CVE-2023-46748: 
F5 BIG-IP Advanced Firewall Manager vulnerability analysis and mitigation

An authenticated SQL injection vulnerability (CVE-2023-46748) exists in the BIG-IP Configuration utility. The vulnerability was disclosed on October 26, 2023, and affects multiple versions of F5's BIG-IP products including versions 13.1.0-13.1.5, 14.1.0-14.1.5, 15.1.0-15.1.10, 16.1.0-16.1.4, and 17.1.0-17.1.1 (NVD).

The vulnerability has been assigned a CVSS v3.1 base score of 8.8 (High) with the vector string CVSS:3.1/AV:N/AC:L/PR:L/UI:N/S:U/C:H/I:H/A:H. The vulnerability is classified as CWE-89 (SQL Injection) and requires low privileges and no user interaction to exploit. The attack vector is network-based, allowing authenticated attackers with network access to the Configuration utility through the BIG-IP management port and/or self IP addresses to execute arbitrary system commands (NVD).

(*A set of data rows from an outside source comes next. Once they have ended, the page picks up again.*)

PR #2762, opened 2022-11-05
Trace read requests

bojanserafimov:
Add tenant option to record all read requests and write the trace to a file. The intended use case is to run a test, record a trace, and then either:
- inspect the trace for bugs (duplicate requests, etc)
- visualize the trace
- replay the trace in various ways (serial, parallel, real-time, etc)

I write the traces in binary format to save space. They can be big.


pageserver/src/config.rs
```diff
@@ -414,6 +414,22 @@ impl PageServerConf {
...
 
+    pub fn traces_path(&self) -> PathBuf {
+        self.workdir.join("traces")
+    }
+
+    pub fn trace_path(
+        &self,
+        tenant_id: &TenantId,
+        timeline_id: &TimelineId,
+        connection_id: &TimelineId, // TODO make a new type
```
bojanserafimov, line 425: will address this before merging

test_runner/performance/test_trace_replay.py
```diff
@@ -0,0 +1,37 @@
...
+    tenant, _ = env.neon_cli.create_tenant(
+        conf={
+            "trace_read_requests": "true",
+        }
+    )
+
+    # TODO This doesn't work because I haven't updated tenant_config_handler
+    # env.neon_cli.config_tenant(tenant, conf={
+    #     "trace_read_requests": "true",
+    # })
```
bojanserafimov, line 21: will address this before merging

test_runner/performance/test_trace_replay.py
```diff
@@ -0,0 +1,31 @@
+from contextlib import closing
+
+from fixtures.neon_fixtures import NeonEnvBuilder
+
+
+# This test demonstrates how to collect a read trace. It's useful until
+# it gets replaced by a test that actually does stuff with the trace.
+def test_read_request_tracing(neon_env_builder: NeonEnvBuilder):
```
knizhnik, line 8: Test is called trace replay, bit it seems to be not replaying any traces.

knizhnik (approved):
As far as trace format is binary we definitely need some utility for dumping traces.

If successfully exploited, this vulnerability allows an authenticated attacker to execute arbitrary system commands through SQL injection in the BIG-IP Configuration utility. The vulnerability affects confidentiality, integrity, and availability of the system, all rated as High impact according to the CVSS scoring (NVD).

Organizations are required to patch affected systems according to CISA's Known Exploited Vulnerabilities (KEV) catalog directive by November 21, 2023. F5 has released patches for the affected versions, and organizations are strongly advised to apply these security updates immediately (CISA Alert).